Figure 5: Visualizations of attention weights in different stages.
Conclusion
Speech is one of the most direct ways for humans to express their emotions, and its unique structural characteristics contain a wealth of emotional information. This article proposes a hierarchical Transformer model for audio depression detection—DWAM-Former to solve the problem of inaccurately segmenting and merging. This model takes into account the natural structure of speech, utilizing three stages of feature learning from fine to coarse: frame, phoneme, and word. The dynamic segmentation module guides the window size at each stage. This improves computational efficiency, and helps with more reasonable segmentation and feature fusion across stages.

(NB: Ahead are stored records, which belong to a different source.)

Issue #23108, opened 2021-03-26
bug: ion-modal has no aria-label attribute


Ksan8:
# Bug Report

**Ionic version:**
[ ] **4.x**
[x] **5.x**

**Current behavior:**
In an Ionic app that uses `ion-modal`, the modal wrapper (with CSS class of the same name) has an attribute of `role="dialog"`, but no `aria-label` or `title`. This causes the app to fail accessibility checks, such as [axe browser extension](https://www.deque.com/axe/browser-extensions/).

The issue axe finds is:

- ARIA dialog and alertdialog nodes must have an accessible name

**Expected behavior:**
The modal wrapper should have either an `aria-label` attribute or a `title`, to go with the role attribute.

**Steps to reproduce:**

1. Clone [ionicAngular](https://github.com/Ksan8/ionicAngular) (a minimal Ionic Angular app)
2. Install the [axe browser extension](https://www.deque.com/axe/browser-extensions/) if not already installed
3. Run `ionic serve` from the app root to open the app in the browser
4. Click on "Show Modal"
4. Open DevTools and click on the axe tab
5. Choose "Scan all of my page"
6. Notice the issue listed above appears in the axe results

**Related code:**

Sample Ionic Angular app: [https://github.com/Ksan8/ionicAngular](https://github.com/Ksan8/ionicAngular)

**Other information:**

This is considered an accessibility issue with serious impact. More info on this specific rule can be found on [Deque University's documentation for axe](https://dequeuniversity.com/rules/axe/4.1/aria-dialog-name?application=AxeChrome).

**Ionic info:**

```
Ionic:

   Ionic CLI                     : 6.13.1 (/Users/keziawineberg/.nvm/versions/node/v12.20.0/lib/node_modules/@ionic/cli)
   Ionic Framework               : @ionic/angular 5.5.2
   @angular-devkit/build-angular : 0.1000.8
   @angular-devkit/schematics    : 10.0.8
   @angular/cli                  : 10.0.8
   @ionic/angular-toolkit        : 2.3.3

Capacitor:

   Capacitor CLI   : 2.4.6
   @capacitor/core : 2.4.6

Utility:

   cordova-res : not installed
   native-run  : not installed

System:

   NodeJS : v12.20.0 (/Users/keziawineberg/.nvm/versions/node/v12.20.0/bin/node)
   npm    : 7.5.4
   OS     : macOS Big Sur
```

liamdebeasi:
[...]

PR #25801, opened 2022-08-22
fix(modal): set default aria-label

liamdebeasi:
## Pull request checklist

## Pull request type

 

 

- [x] Bugfix
- [ ] Feature
- [ ] Build related changes

Issue URL: resolves https://github.com/ionic-team/ionic-framework/issues/23108

Dialog elements require an `aria-label` which `ion-modal` did not have. Additionally, the `role="dialog"` was set on an inner element while `aria-modal="true"` was set on the host. This caused an issue with voiceover for macOS where the modal was announced as a "group" instead of a "dialog"

## What is the new behavior?

- Moves `role="dialog"` from `.modal-wrapper` to the Host.
- Adds a default `aria-label`.

There's probably an argument to be made that all of these attributes should be encapsulated inside of the shadow DOM on `.modal-wrapper` (same goes for the other overlays), but I think that should go through a design process first. This PR focuses on resolving the basic issues with modal.

- [ ] Yes
- [x] No

### DIFF
--- a/core/src/components/modal/modal.tsx
+++ b/core/src/components/modal/modal.tsx
@@ -18,7 +18,8 @@ import type {
 } from '../../interface';
 import { findIonContent, printIonContentErrorMsg } from '../../utils/content';
 import { CoreDelegate, attachComponent, detachComponent } from '../../utils/framework-delegate';
-import { raf } from '../../utils/helpers';
+import { raf, inheritAttributes } from '../../utils/helpers';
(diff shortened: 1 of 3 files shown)


liamdebeasi:
Adding a default label may cause more harm than good as it simply masks any errors from tools like Axe. Setting `aria-label="modal"` provides nothing of value. Instead, we should encourage developers to set useful labels based on the content they are showing in `ion-modal`.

Since the influence of different features on depression detection varies and the number of features needing to be integrated from one stage to the next differs, DWAM-Former employs an adaptive self-attention fusion module to address the feature fusion issue between stages. Compared to the average pooling method, the adaptive self-attention fusion module ensures more effective feature integration between stages. Additionally, to mitigate the gradient vanishing problem, the DWAM-Former model incorporates a variable-length residual module to enhance feature learning capabilities. Experiments on the DAIC-WOZ depression dataset demonstrate that the DWAM-Former model outperforms other depression detection models, reaching 0.788 in the MF1 score.
DWAM-Former steps forward in determining window sizes adaptively in different stages. However, it still relies on an external audio-to-text module to separate audio from sentences to words. In real world cases, words in the audio may hard to be recognized, or the language of the audio may not in the pretrained data of external module. These become limitations of the DWAM-Former. In further researches, unsupervised methods like clustering could be a potential way to group feature together. The effectiveness of Hierarchical Transformer model can be enhanced by more accurate window sizes in different stages.